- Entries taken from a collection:
PR #2205, opened 2021-06-11
Resurrect deleted metrics Service templates.

benluddy:
The olm-operator-metrics and catalog-operator-metrics services were
deleted as part of a removal of OpenShift-specific content, but they
are still necessary when monitoring is enabled.

### DIFF
--- a/deploy/chart/templates/0000_50_olm_02-services.yaml
+++ b/deploy/chart/templates/0000_50_olm_02-services.yaml
@@ -1,0 +1,39 @@
+{{ if .Values.monitoring.enabled }}
+apiVersion: v1
+kind: Service
+metadata:
+  name: olm-operator-metrics
+  namespace: {{ .Values.namespace }}
+  annotations:
+    service.alpha.openshift.io/serving-cert-secret-name: olm-operator-serving-cert
+  labels:
+    app: olm-operator
+spec:
+  type: ClusterIP
+  ports:
+  - name: https-metrics
+    port: 8081
+    protocol: TCP
+    targetPort: metrics
+  selector:
+    app: olm-operator
+---
+apiVersion: v1
+kind: Service
+metadata:
+  name: catalog-operator-metrics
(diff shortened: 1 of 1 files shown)


deploy/chart/templates/0000_50_olm_02-services.yaml
```diff
@@ -0,0 +1,39 @@
...
+  namespace: {{ .Values.namespace }}
+  annotations:
+    service.alpha.openshift.io/serving-cert-secret-name: olm-operator-serving-cert
+  labels:
+    app: olm-operator
+spec:
+  type: ClusterIP
+  ports:
+  - name: https-metrics
+    port: 8081
```
timflannagan, line 15: I need to double-check whether we expose a way to configure the metrics port (e.g. through flags) for the catalog and olm operator binaries. Do we want to update the monitoring helm chart value properties and add a section for configuring this port that defaults to 8081?

timflannagan: It looks like it's hardcoded in the olm operator main package. I think exposing a configuration knob makes sense upstream, but it's out of scope for this PR anyways.

deploy/chart/templates/0000_50_olm_02-services.yaml
```diff
@@ -0,0 +1,39 @@
+{{ if .Values.monitoring.enabled }}
+apiVersion: v1
+kind: Service
+metadata:
+  name: olm-operator-metrics
+  namespace: {{ .Values.namespace }}
+  annotations:
+    service.alpha.openshift.io/serving-cert-secret-name: olm-operator-serving-cert
```
timflannagan, line 8: Do we want to remove any OCP-specific annotations? IIRC, this annotation has graduated to beta as well.

benluddy: I think so, yes. There's some other work that has to happen to make enabling metrics work out-of-the-box on upstream though.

- Exercise goal: Provide the count of lines in the records above that hold the word "deploy", with no other text.

- Solution: 4